Williams first claims that the district court erred in granting summary judgment because there existed sufficient evidence to create a genuine issue of material fact, namely whether three non-protected employees were treated more favorably through the RIF. The Supreme Court has set forth a three-step, burden-shifting framework for the presentation of evidence in discriminatory treatment cases litigated under Title VII of the Civil Rights Act of 1964. See McDonnell-Douglas v. Green, 411 U.S. 792, 93 S.Ct. 1817, 36 L.Ed.2d 668 (1973). In the first step, the plaintiff must make out a prima facie case of race discrimination. See In re Carnegie Center Assoc., 129 F.3d 290, 294 (3d Cir.1997). The district court below found, and the defendant stipulates on appeal, that Williams has met her threshold burden. See Id. at 294-95 (determining that, “in a Title VII case ... involving a reduction in force ... to make out a prima facie case the plaintiff must show that (1) she belonged to a protected class, (2) she was qualified for the position from which she was terminated, (3) she was terminated and (4) persons outside of the protected class were retained.”). Furthermore, we agree with the District Court that the defense has clearly met its intermediate burden of articulating a facially legitimate non-discriminatory reason for Williams’ termination, namely that it had conducted the RIF in accordance with the procedure prescribed by the OPM. See App. Br. at 16; Fuentes v.
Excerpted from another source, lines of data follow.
PR #277, opened 2025-04-09
Ensure stable order of print_files output

adamdayan:
buffrs lock print-files is used to generate paths for the nix buffrs-cache derivation. To ensure this derivation doesn't change when the underlying Proto.lock has not changed, print-files must output files in a stable order. To ensure this, replace Lockfile's unordered HashMap with an ordered BTreeMap

### DIFF
--- a/src/lock.rs
+++ b/src/lock.rs
@@ -12,7 +12,7 @@
 // See the License for the specific language governing permissions and
 // limitations under the License.
 
-use std::collections::HashMap;
+use std::collections::BTreeMap;
 
 use miette::{ensure, Context, IntoDiagnostic};
 use semver::Version;
@@ -135,7 +135,7 @@ struct RawLockfile {
 /// Used to ensure future installations will deterministically select the exact same packages.
 #[derive(Default)]
 pub struct Lockfile {
-    packages: HashMap<PackageName, LockedPackage>,
+    packages: BTreeMap<PackageName, LockedPackage>,
 }
 
 impl Lockfile {
@@ -221,6 +221,10 @@ impl FromIterator<LockedPackage> for Lockfile {
 }
 
 impl From<Lockfile> for Vec<FileRequirement> {
+    /// Converts lockfile into list of required files
+    ///
+    /// Must return files with a stable order to ensure identical lockfiles lead to identical
+    /// buffrs-cache nix derivations
     fn from(lock: Lockfile) -> Self {
         lock.packages.values().map(FileRequirement::from).collect()
     }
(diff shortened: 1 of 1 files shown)


src/lock.rs
```diff
@@ -293,3 +294,60 @@ impl From<&LockedPackage> for FileRequirement {
...
+
+    use crate::{package::PackageName, registry::RegistryUri};
+
+    use super::{Digest, DigestAlgorithm, FileRequirement, LockedPackage, Lockfile};
+
+    #[test]
+    fn stable_file_requirement_order() {
+        let lock = Lockfile {
+            packages: BTreeMap::from([
+                (
```
mara-schulke, line 312: I would add more packages here to increase the chance of a potential wrong ordering occurring

src/lock.rs
```diff
@@ -293,3 +294,60 @@ impl From<&LockedPackage> for FileRequirement {
...
+                        dependencies: vec![],
+                        dependants: 1,
+                    },
+                ),
+            ]),
+        };
+
+        let files: Vec<FileRequirement> = lock.clone().into();
+        for _ in 0..30 {
+            let other_files: Vec<FileRequirement> = lock.clone().into();
```
mara-schulke, line 349: Im not sure that you are actually testing anything here. You are cloning which is a usually byte by byte memcpy - I believe you would persist any initial random ordering occurred from building a HashMap.

https://docs.rs/hashbrown/latest/src/hashbrown/map.rs.html#190-204

https://docs.rs/hashbrown/latest/src/hashbrown/raw/mod.rs.html#3238

I can't verify right now, but does this test fail if you plug in a HashMap instead of a BTreeMap? 

I think testing the ordering a little more explicit here would be good! Maybe using two different instances of the struct instead of cloning it (which would also get rid of the cfg_attr attribute)

mara-schulke (changes requested):

src/lock.rs
```diff
@@ -134,8 +134,9 @@ struct RawLockfile {
 ///
 /// Used to ensure future installations will deterministically select the exact same packages.
```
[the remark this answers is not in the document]
adamdayan: I've added a comment to that effect on `From<Lockfile> for Vec<FileRequirement>` because the locked packages don't necessarily need to be stored in order, just turned into a Vec in order

src/lock.rs
adamdayan: done

adamdayan:
there seem to be a bunch of clippy lints and security advisories failing in CI on my MR that aren't related to my changes - should I fix them in this MR, fix them in a different MR or are they not required to be fixed before merging this?

vsiles:
> there seem to be a bunch of clippy lints and security advisories failing in CI on my MR that aren't related to my changes - should I fix them in this MR, fix them in a different MR or are they not required to be fixed before merging this?

I would fix them in another MR and rebase this one on top of it. Do you have the time to do it ?

mara-schulke (approved):

PR #278, opened 2025-04-10
Bump nix flake Rust input, fix clippy errors and RUSTSEC warnings

adamdayan:
The clippy github action uses rust 1.86.0, which introduced new lints that buffrs currently fails. This MR updates the flake Rust dependency to 1.86.0, fixes the clippy lints and all the new RUSTSEC warnings.


vsiles:
Feels like `paste` is no longer there, you can remove the deny entry.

Perskie, 32 F.3d 759, 763 (3d Cir.1994) (instructing that, in order to satisfy its burden of production, defendant need only “introduc[e] evidence which, taken as true, would permit the conclusion that there was a nondiscriminatory reason for the unfavorable employment decision.”).

Once the defendant has proffered a legitimate, non-discriminatory reason for its actions, the burden then shifts back to the plaintiff. Fuentes, 32 F.3d at 763. In Fuentes, we instructed that;

[T]o defeat summary judgment when the defendant answers the plaintiffs pri- *595 ma facie case with legitimate, non-discriminatory reasons for its action, the plaintiff must point to some evidence, direct or circumstantial, from which a fact finder could reasonably either (1) disbelieve the employer’s articulated legitimate reasons; or (2) believe that an invidious discriminatory reason was more likely than not a motivating or determinative cause of the employer’s action. In other words ... a plaintiff who has made out a prima facie case may defeat a motion for summary judgment by either (i) discrediting the proffered reasons, either circumstantially or directly, or (ii) adducing evidence, whether circumstantial or direct, that discrimination was more likely than not a motivating or determinative cause of the adverse employment action. Id.

This third and final stage of the McDonnell-Douglas test is the only one at issue here. On appeal, Williams claims that the district court erred in granting the defendant’s summary judgment motion because “conflicting and misleading evidence of [Williams’] seniority status” created a genuine issue of material fact. App. Br. at 19. She identifies three different documents that appear to indicate three different tenure ranking dates for her.